I imagine you could move to different cities and creatively remain for a century or two, and fluidly observe the dynamic ebb and flow with crafty relatable multivariability. 

It would have been cool before colonialism to have travelled to North South America and Australia, and live there for thousands of years you'd possess so much indigenous wisdom. 

The Man from Earth's a lot of fun with a cool cast of characters from old school pop culture (Tony Todd, David Lee Smith, John Billingsley, Ellen Crawford, Annika Peterson, William Katt, Alexis Thorpe, Richard Riehle), demonstrating their chops with reliable industry in a cool chillin' script straight out of Star Trek's finest.

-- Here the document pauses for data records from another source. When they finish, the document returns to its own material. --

PR #2284, opened 2021-04-11
Upgrade jamod (to get rid of case with fragmented packets)

denis-ftc-denisov:
This PR bumps version of jamod modbus library to include fix for case with fragmented modbus packets received via TCP connection (discussed here https://github.com/openhab/jamod/pull/11)

### DIFF
--- a/bundles/org.openhab.core.io.transport.modbus/pom.xml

I don't deny the possibility that such immortals may live among us.

You'd have to wonder if they ever get bored.

So much to do.

So little time! 

Tuesday, July 26, 2022

Jurassic World Dominion

Back to the old power and megalomania hellbent on global domination, this time having genetically engineered giant locusts which habitually feast on various crops worldwide.

Various crops which happen to have been resolutely cultivated with Biosyn seeds, Biosyn having created a market (like Monsanto?) for its grain, then proceeded to wipe out every form of competition.

Dr. Wu (BD Wong) realizes catastrophe's afoot but can't seek redemption without looking bad, let millions of people starve to death or risk losing face, he wants to make amends but can't think of how to do so.

He's denied by his wicked boss (Campbell Scott as Lewis Dodgson) whose evil intent is rebelliously disputed, as both Jurassic World and Jurassic Park alumni converge on his remote laboratory. 

Doctors Ellie Sattler (Laura Dern) and Alan Grant (Sam Neill) representing scientists generally seeking to promote knowledgeable wonder, like the bourgeoisie they rely on funding to make spiritually prosperous cultural contributions.

Claire (Bryce Dallas Howard) and Mr. Grady (Chris Pratt) are more hands on and take a practical approach to living with dinosaurs, like versatile independent conscientious workers they promote sustainable communal life.

Thus, the mad elitist seeking to monopolize global food production, is courageously challenged by worker and middle-management who daringly obscure his psychotic vision.

But Jurassic World Dominion is also about a world where dinosaurs abound, multiple species fortuitously finding a way to generally adapt to divergent ecosystems.

I suppose it would be a grandiose ecological disaster of intensified colossal invasive magnitude, but thoughts like that kind of spoil the fun, and contemporary and ancient species alike seem to be getting along so well in the film (it's just a movie).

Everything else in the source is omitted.